(Records drawn from a dataset)
··········

PR #86, opened 2017-03-07
Award ID Filter

mab6bf:


kevinli-work:
Testing:

screen shot 2017-03-07 at 5 07 13 pm
* Unknown award error message pops up even when autocomplete returns results

screen shot 2017-03-07 at 5 08 12 pm
* Need to `word-wrap: break-word;` on these long IDs
* Arrow key weirdness, I can apparently keep highlighting nonexistent rows; to get back to the first result I have to press the up key a bunch of times

src/js/containers/search/filters/awardID/AwardIDListContainer.jsx
```diff
@@ -0,0 +1,209 @@
...
+
+        Object.keys(fieldMap).forEach((key) => {
+            const awardIDs = awardIDProps[key];
+            if (awardIDs && awardIDs.length > 0) {
+                awardIDs.forEach((item) => {
+                    if (item) {
+                        values.push({
+                            title: AwardIDFormatter.formatAwardID(item, fieldMap[key]),
+                            subtitle: fieldMap[key],
+                            data: Object.assign({}, item, {
```
kevinli-work: Do we need to retain the entire `item` or can we just grab the `id`? Especially as these objects get bigger and we're holding increasingly large amounts of data in state...

src/js/containers/search/filters/awardID/AwardIDListContainer.jsx
```diff
@@ -0,0 +1,209 @@
...
+                value: this.state.awardIDSearchString,
+                matched_objects: true
+            };
+
+            this.awardIDSearchRequest = SearchHelper.fetchAwardIDs(awardIDSearchParams);
+
+            this.awardIDSearchRequest.promise
+                .then((res) => {
+                    this.setState({
+                        noResults: !res.data.matched_objects.length
```
kevinli-work: I don't think this is correctly setting the flag. Maybe an explicit `res.data.matched_objects.length === 0`?

src/js/containers/search/filters/awardID/AwardIDListContainer.jsx
```diff
@@ -0,0 +1,209 @@
...
+                    this.props.selectedAwardIDs.toArray().forEach((item) => {
+                        selectedAwardIDs.push(_.omit(item, 'awardIDType'));
+                    });
+
+                    // Filter out any selectedAwardIDs that may be in the result set
+                    if (selectedAwardIDs && selectedAwardIDs.length > 0) {
+                        // We need to compare selectedAwardIDs to each result object,
+                        // as we're receiving a result object with 4 keys:
+                        // PIID, FAIN, URI, and PARENT_AWARD__PIID
+                        Object.keys(data).forEach((key) => {
```
kevinli-work: Why not just check the `id` value instead of the whole object? Isn't it supposed to be the DB primary key and thus unique?

src/js/containers/search/filters/awardID/AwardIDListContainer.jsx
```diff
@@ -0,0 +1,209 @@
...
+                            autocompleteData[key] =
+                                _.differenceWith(data[key], selectedAwardIDs, _.isEqual);
+                        });
+                    }
+                    else {
+                        autocompleteData = data;
+                    }
+
+                    this.noResults = !autocompleteData.length;
```
kevinli-work: This looks like old code.

src/js/containers/search/filters/awardID/AwardIDSearchContainer.jsx
```diff
@@ -0,0 +1,47 @@
...
+export class AwardIDSearchContainer extends React.Component {
+    constructor(props) {
+        super(props);
+
+        // Bind function
+        this.toggleAwardID = this.toggleAwardID.bind(this);
+    }
+
+    toggleAwardID(awardID) {
+        const updateParams = {};
```
mab6bf: Done

src/js/containers/search/filters/awardID/AwardIDListContainer.jsx
```diff
@@ -0,0 +1,209 @@
...
+        this.timeout = null;
+        this.fields = ['piid', 'fain', 'uri', 'parent_award__piid'];
+    }
+
+    componentDidMount() {
+        this.parseAutocompleteAwardIDs(this.props);
+    }
+
+    componentWillReceiveProps(nextProps) {
+        if (!_.isEqual(nextProps.piid, this.props.piid)
```
mab6bf: Good call - fixed

src/js/containers/search/filters/awardID/AwardIDListContainer.jsx
mab6bf: Correct - fixed. I think this was causing the error in the above screenshot.

src/js/containers/search/filters/awardID/AwardIDListContainer.jsx
mab6bf: Indeed - fixed to setState instead

src/js/containers/search/topFilterBar/TopFilterBarContainer.jsx
```diff
@@ -328,7 +357,7 @@ export class TopFilterBarContainer extends React.Component {
         }
         else if (type === 'selectedLocations' || type === 'selectedFundingAgencies'
```
mab6bf: Converted to a switch

src/js/containers/search/filters/awardID/AwardIDListContainer.jsx
mab6bf: Created a new object with `id`, `piid`, `fain`, `uri`, and the internal tracking of which category item it is

src/js/containers/search/filters/awardID/AwardIDListContainer.jsx
mab6bf: Done

PR #87, opened 2017-03-07
Feature award contract

ejgullo:
- Tests written for Contract Summary
- Passing down inflight to details table to provide loading/no results messaging
- Moved things into functions and out of render
- Refactored graph visualization


tests/containers/award/AwardContainer-test.jsx
```diff
@@ -0,0 +1,475 @@
...
+                setAwardTransactions={AwardActions.setAwardTransactions}
+                appendAwardTransactions={AwardActions.appendAwardTransactions}
+                setTransactionsMeta={AwardActions.setTransactionsMeta}
+                updateTransactionRenderHash={AwardActions.updateTransactionRenderHash} />);
+
+        const parseTxnSpy = sinon.spy(awardContainer.instance(),
+            'parseTransactions');
+
+        // Parse award
+        awardContainer.instance().parseTransactions(txnData);
```
kevinli-work: Same as above; you need to actually test that `parseTransactions` is correctly parsing.

tests/containers/award/AwardContainer-test.jsx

··········

*Work item*
Out of the records, collect only those lines that contain the string "instead".

*The answer*
kevinli-work: Why not just check the `id` value instead of the whole object? Isn't it supposed to be the DB primary key and thus unique?
mab6bf: Indeed - fixed to setState instead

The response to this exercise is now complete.